> [TASK INPUT]
########################################
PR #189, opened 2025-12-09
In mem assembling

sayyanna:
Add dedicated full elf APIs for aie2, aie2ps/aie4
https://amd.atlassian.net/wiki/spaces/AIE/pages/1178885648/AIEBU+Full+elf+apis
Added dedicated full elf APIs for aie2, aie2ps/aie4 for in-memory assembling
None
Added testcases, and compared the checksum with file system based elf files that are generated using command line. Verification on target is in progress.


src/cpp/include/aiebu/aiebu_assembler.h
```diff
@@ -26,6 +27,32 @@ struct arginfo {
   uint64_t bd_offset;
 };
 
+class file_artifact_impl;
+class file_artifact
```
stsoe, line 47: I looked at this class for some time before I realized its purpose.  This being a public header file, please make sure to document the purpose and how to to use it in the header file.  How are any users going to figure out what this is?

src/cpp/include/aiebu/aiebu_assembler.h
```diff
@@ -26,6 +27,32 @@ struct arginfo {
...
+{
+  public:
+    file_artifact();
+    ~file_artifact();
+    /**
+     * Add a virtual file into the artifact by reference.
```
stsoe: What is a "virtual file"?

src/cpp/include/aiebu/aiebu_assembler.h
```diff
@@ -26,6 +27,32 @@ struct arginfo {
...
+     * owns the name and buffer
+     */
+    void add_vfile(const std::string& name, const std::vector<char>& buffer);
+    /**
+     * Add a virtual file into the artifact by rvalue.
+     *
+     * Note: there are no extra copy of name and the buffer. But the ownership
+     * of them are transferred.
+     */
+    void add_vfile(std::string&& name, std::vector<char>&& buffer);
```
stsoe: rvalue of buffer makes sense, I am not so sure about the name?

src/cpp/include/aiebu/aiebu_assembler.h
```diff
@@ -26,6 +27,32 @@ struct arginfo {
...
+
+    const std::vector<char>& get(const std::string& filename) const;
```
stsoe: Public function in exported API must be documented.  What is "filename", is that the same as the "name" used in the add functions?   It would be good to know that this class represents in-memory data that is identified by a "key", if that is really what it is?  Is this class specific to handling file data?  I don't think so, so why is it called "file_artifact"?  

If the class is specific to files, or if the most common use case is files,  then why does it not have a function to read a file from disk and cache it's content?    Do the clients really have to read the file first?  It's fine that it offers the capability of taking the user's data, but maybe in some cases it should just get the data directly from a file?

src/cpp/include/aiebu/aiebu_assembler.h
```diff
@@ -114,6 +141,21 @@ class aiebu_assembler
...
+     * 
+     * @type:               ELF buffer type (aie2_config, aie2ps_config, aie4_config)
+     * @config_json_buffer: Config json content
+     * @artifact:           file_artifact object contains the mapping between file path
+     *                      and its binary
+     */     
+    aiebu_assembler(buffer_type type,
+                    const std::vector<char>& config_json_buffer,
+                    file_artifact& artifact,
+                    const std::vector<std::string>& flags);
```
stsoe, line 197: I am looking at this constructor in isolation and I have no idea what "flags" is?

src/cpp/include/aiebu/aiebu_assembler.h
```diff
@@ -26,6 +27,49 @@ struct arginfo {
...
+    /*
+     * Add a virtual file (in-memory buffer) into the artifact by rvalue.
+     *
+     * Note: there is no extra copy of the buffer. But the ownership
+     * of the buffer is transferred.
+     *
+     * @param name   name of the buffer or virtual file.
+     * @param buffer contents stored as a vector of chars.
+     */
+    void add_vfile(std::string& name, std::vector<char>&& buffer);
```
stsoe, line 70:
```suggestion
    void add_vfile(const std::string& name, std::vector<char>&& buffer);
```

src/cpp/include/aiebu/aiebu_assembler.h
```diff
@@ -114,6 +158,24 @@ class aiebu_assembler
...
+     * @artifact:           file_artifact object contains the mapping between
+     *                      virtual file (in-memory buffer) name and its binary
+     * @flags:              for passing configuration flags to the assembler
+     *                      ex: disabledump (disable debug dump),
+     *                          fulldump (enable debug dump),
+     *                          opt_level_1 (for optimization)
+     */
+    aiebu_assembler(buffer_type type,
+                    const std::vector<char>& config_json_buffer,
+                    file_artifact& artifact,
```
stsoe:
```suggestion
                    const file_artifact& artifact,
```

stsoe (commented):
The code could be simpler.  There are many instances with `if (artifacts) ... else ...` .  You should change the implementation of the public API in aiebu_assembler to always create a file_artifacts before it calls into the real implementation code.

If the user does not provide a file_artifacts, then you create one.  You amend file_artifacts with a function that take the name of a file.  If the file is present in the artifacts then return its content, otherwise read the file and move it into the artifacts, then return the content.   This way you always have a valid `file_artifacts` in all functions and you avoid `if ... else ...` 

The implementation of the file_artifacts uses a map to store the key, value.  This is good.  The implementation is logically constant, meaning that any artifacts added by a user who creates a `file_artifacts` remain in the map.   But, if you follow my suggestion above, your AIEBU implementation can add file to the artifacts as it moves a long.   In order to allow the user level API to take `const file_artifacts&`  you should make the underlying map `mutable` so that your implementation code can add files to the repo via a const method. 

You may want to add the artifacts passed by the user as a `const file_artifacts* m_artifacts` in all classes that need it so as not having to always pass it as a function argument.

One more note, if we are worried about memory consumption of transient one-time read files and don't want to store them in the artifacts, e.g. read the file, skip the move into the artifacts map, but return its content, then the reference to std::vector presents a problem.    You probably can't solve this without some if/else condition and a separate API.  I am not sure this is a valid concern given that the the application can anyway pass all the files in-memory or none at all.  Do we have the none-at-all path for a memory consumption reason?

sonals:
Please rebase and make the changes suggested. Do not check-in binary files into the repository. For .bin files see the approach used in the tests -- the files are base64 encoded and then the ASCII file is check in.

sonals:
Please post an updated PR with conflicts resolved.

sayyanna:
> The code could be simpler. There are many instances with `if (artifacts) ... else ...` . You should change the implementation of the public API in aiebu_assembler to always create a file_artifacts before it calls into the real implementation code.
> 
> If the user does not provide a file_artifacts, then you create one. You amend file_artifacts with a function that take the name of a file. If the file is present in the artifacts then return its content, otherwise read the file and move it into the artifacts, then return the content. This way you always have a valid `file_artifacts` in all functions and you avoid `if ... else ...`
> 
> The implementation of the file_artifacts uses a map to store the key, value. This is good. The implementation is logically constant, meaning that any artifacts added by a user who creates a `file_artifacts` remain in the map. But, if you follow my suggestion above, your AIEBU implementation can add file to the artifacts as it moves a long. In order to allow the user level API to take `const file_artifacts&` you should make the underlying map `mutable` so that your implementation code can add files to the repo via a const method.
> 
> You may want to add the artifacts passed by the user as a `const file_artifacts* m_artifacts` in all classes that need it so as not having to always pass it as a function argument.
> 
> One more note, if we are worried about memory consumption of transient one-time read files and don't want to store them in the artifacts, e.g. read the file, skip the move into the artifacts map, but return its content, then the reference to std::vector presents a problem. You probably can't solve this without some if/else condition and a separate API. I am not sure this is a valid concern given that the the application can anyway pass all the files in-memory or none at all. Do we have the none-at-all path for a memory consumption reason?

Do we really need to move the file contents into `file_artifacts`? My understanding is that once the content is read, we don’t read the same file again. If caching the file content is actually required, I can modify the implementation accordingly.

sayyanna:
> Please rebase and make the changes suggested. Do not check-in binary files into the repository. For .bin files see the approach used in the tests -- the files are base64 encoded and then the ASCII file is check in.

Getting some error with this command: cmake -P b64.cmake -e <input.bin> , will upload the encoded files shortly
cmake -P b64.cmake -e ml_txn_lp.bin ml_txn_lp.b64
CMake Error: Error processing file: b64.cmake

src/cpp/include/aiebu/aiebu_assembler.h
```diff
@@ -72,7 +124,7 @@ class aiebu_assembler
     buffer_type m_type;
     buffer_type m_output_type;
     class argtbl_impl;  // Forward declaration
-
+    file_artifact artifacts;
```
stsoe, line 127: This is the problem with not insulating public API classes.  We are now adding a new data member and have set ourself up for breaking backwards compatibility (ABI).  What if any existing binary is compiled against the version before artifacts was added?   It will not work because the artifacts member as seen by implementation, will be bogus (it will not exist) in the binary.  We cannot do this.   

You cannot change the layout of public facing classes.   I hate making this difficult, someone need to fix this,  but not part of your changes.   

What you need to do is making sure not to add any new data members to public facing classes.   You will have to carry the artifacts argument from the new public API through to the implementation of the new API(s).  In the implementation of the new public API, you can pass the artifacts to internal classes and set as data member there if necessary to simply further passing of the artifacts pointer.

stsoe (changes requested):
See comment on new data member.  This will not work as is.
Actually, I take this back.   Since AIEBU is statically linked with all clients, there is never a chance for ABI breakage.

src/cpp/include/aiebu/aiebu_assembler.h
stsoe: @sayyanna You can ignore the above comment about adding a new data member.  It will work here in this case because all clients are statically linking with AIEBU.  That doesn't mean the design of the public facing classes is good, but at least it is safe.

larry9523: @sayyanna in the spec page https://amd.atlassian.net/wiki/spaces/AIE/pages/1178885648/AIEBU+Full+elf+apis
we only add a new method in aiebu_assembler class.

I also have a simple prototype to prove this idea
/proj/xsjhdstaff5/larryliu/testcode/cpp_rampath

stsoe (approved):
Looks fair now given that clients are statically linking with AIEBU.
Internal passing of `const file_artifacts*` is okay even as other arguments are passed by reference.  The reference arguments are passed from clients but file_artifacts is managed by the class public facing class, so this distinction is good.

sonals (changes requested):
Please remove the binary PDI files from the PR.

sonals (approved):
########################################
> [WHAT THE EXERCISE ASKS]
Whenever a line in the data holds "rebase", copy that line.

> [THE COMPLETED TASK]
Please rebase and make the changes suggested. Do not check-in binary files into the repository. For .bin files see the approach used in the tests -- the files are base64 encoded and then the ASCII file is check in.
> Please rebase and make the changes suggested. Do not check-in binary files into the repository. For .bin files see the approach used in the tests -- the files are base64 encoded and then the ASCII file is check in.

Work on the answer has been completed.